PR #2147, opened 2026-04-28
AR-4571

imtithalhalalo:
users ai tab
when saving the keys 
the stored values should be the values  of combos not the  keys  :
example
AI_provider_Id → openAI
AI_Model_Version → gpt-4o (not  1)

### DIFF
--- a/packages/module-auth/src/pages/users/Tabs/AIForm.js
+++ b/packages/module-auth/src/pages/users/Tabs/AIForm.js
@@ -89,9 +89,11 @@ const AIForm = ({ labels, maxAccess, storeRecordId }) => {
                 required
                 maxAccess={maxAccess}
                 onChange={(_, newValue) => {
-                  formik.setFieldValue('AI_Model_Version', null)
-                  
-                  formik.setFieldValue('AI_provider_Id', newValue?.value || '')
+                  formik.setValues({
+                    ...formik.values,
+                    AI_provider_Id: newValue?.value || '',
+                    AI_Model_Version: ''
+                  })
                 }}
                 error={formik.touched.AI_provider_Id && Boolean(formik.errors.AI_provider_Id)}
               />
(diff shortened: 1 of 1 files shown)


packages/module-auth/src/pages/users/Tabs/AIForm.js
```diff
@@ -13,21 +13,36 @@ import Form from '@argus/shared-ui/src/components/Shared/Form'
...
+          else reject()
+        }
+      })
+    })
+  }
 
   const { formik } = useForm({
     initialValues: {
       AI_provider_Id: null,
+      AI_provider_Id_key: null,
```
Ghinwa-Arab: i see it's not necessary to have this field in the formik, usually formik have only the fields need to be sent in the payload

packages/module-auth/src/pages/users/Tabs/AIForm.js
```diff
@@ -86,13 +84,14 @@ const AIForm = ({ labels, maxAccess, storeRecordId }) => {
...
-                valueField='key'
+                valueField='value'
                 displayField='value'
                 required
                 maxAccess={maxAccess}
                 onChange={(_, newValue) => {
-                  formik.setFieldValue('AI_provider_Id', newValue?.key || null)
                   formik.setFieldValue('AI_Model_Version', null)
+                  
+                  formik.setFieldValue('AI_provider_Id', newValue?.value || '')
```
Ghinwa-Arab: Image

if I press enter to trigger validation then fill out the form & clear only the first combo, only the first combo is marked as required (red) ->this issue can be fixed using setValues instead setFieldValue separately

Ghinwa-Arab:
image

account: anthonys
when I open this user (Argus Automated BackendAABES Services) and immediately save the existing data, it saves successfully even though the first required field is empty

Ghinwa-Arab (approved):

PR #2159, opened 2026-05-05
AR-4610

Ghinwa-Arab:
MF/designs

the reference field should be editable and mandatory only if
- there is no design group
- the design group is not linked to a number range
- the number range is external


NoraBitarSM:
the field can be editable only in the case of an external number range or if there is no number range

imtithalhalalo (approved):

PR #2167, opened 2026-05-07
AR-4621 - merged

Ghinwa-Arab:
### **---> Task AR-4621:**  
Change useRefBehavior to useFieldBehavior for screens that don’t use document type but still require field behavior based on nraId. Then refactor useFieldBehavior structure to match the useRefBehavior structure when passed to useForm which creates a unified prop pattern for both behaviors & inside useForm we handle this prop properly for both cases.

1. useFieldBehavior exists in the following screens:
-master data
-items
-designs
-vendors
-clients

2. new useRefBehavior passing structure is applied
ex: instead of passing this structure to the formik
` documentType: { key: 'dtId', value: documentType?.dtId },`
now we are passing
`  behavior: { key: 'dtId', value: documentType?.dtId, fieldBehavior: documentType?.reference },`

### **---> Task AR-4624:** 
Do not use `changeDT` from `useDocBehavior` together with any other function inside the `onChange` event of the `dtId` combo.

2. Some screens currently depend on `documentType.dtId` inside the `useEffect` dependency array to load default fields, which is incorrect.

3. Pass over all document type combos to ensure only active document types are shown

**Caught scenarios:**
1. When the document type is set by default, the related fields that should load based on that document type are not being populated in the following screens:
* PM Casting
* PM Model Maker
* Rubber
* 3D Drawing

2. The default document type is not displayed at all in:
* PU Draft Serials Return


packages/module-sales/src/pages/sa-clients/forms/ClientsForm.js
NoraBitarSM, line 1: Image

when selecting again a group with non external NRA, empty the reference field

check the rest of the pages if we have the same issue please

packages/module-delivery/src/pages/outbound-transportation/forms/OutboundTranspForm.js
NoraBitarSM, line 1: Image

Anthonys
select a document type with no number range, the reference was still readonly and optional

Image

packages/module-purchase/src/pages/pu-vendors/form/VendorsForm.js
```diff
@@ -139,9 +137,9 @@ export default function VendorsForm({ labels, maxAccess: access, recordId, setSt
                   { key: 'name', value: 'Name' }
                 ]}
                 values={formik.values}
-                onChange={(event, newValue) => {
+                onChange={(_, newValue) => {
                   formik.setFieldValue('groupId', newValue ? newValue.recordId : '')
```
imtithalhalalo: || null

packages/module-sales/src/pages/sa-clients/forms/ClientsForm.js
```diff
@@ -149,17 +165,16 @@ const ClientsForms = ({ labels, maxAccess: access, setStore, store }) => {
                 valueField='recordId'
                 displayField='name'
                 values={formik.values}
-                onChange={(event, newValue) => {
+                onChange={(_, newValue) => {
                   formik.setFieldValue('cgId', newValue?.recordId || '')
```
imtithalhalalo: || null

NoraBitarSM:
please merge from master and do the changes in the new fixing activity

NoraBitarSM:
Screenshot 2026-05-26 at 9 53 54 AM

purchase invoice in edit mode when there is no document type
PU.asmx/getDTD?_dtId=null

i didn't check if this bug is present in other screens

NoraBitarSM:
Anthonys account
ex: sales return:
the system function is linked to an external NRA, so if no doc type is selected, the reference is editable and mandatory which is correct

bug scenario : 
set a user default document type that has a number range that is not external (ex ROI Return on Invoice)
in the activity click add, the doc type is set by default and the reference is rradonly and optional, which is also correct
delete the dId selection
the reference field is still disabled

Ghinwa-Arab:
> Screenshot 2026-05-26 at 9 53 54 AM
> purchase invoice in edit mode when there is no document type PU.asmx/getDTD?_dtId=null
> 
> i didn't check if this bug is present in other screens

this issue only present in this screen

imtithalhalalo:
image
reference has value but still red
same issue in purchase invoice

imtithalhalalo:
image
document type has number range not external and it is editable and optional

imtithalhalalo:
image
in editMode document type enabled

packages/shared-ui/src/components/Shared/Forms/MaterialRequestForm.js
NoraBitarSM, line 1: Image
dtId enabled in edit mode

NoraBitarSM:
Screenshot 2026-06-09 at 8 20 29 AM

dtId enabled in edit mode

packages/shared-ui/src/components/Shared/Forms/SalesOrderForm.js
NoraBitarSM, line 1: Image
dtId editable in edit mode

Ghinwa-Arab: it has 'force enabled' access

PR #2171, opened 2026-05-08
AR-4636

imtithalhalalo:
checkbox


Ghinwa-Arab:
image
image

this issue is present on deploy, but I’m not sure if it needs to be fixed. When I manually check all rows, the 'Check All' option remains unchecked. Also, when I use 'Check All' and then uncheck one record, it still shows as if all records are selected

Ghinwa-Arab:
image

using search the checkbox needs double click to be unchecked (search for checked row then try to uncheck it)

Ghinwa-Arab (approved):

PR #2175, opened 2026-05-12
item category change

imtithalhalalo:
on item category change
- no tables should be emptied and the categ vol column should be updated, total category volume field and total cat vol pct should be updated with preserving the checkboxes in the first table (sales zones) 
sales zone abidjan try changing between PH6 and PH6" for item category try cil3


Ghinwa-Arab (approved):

NoraBitarSM:
the sales zone table scrolls again to the top when i do any change to the category combo, can you prevent this like the table in any outer grid ? when we refresh the data it doesn't scroll again to the top

PR #2178, opened 2026-05-13
AR-4650

imtithalhalalo:
currencies
adding base currency combo
when currency type is metal then the base currency is enabled and optional otherwise readOnly
the combo shows the currencies that are metal only


NoraBitarSM:
Screenshot 2026-05-13 at 11 58 25 AM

....

ACTIVITY »
Could you find every line in the records above that has the string "metal" and copy it?

EXERCISE ANSWER »
when currency type is metal then the base currency is enabled and optional otherwise readOnly
the combo shows the currencies that are metal only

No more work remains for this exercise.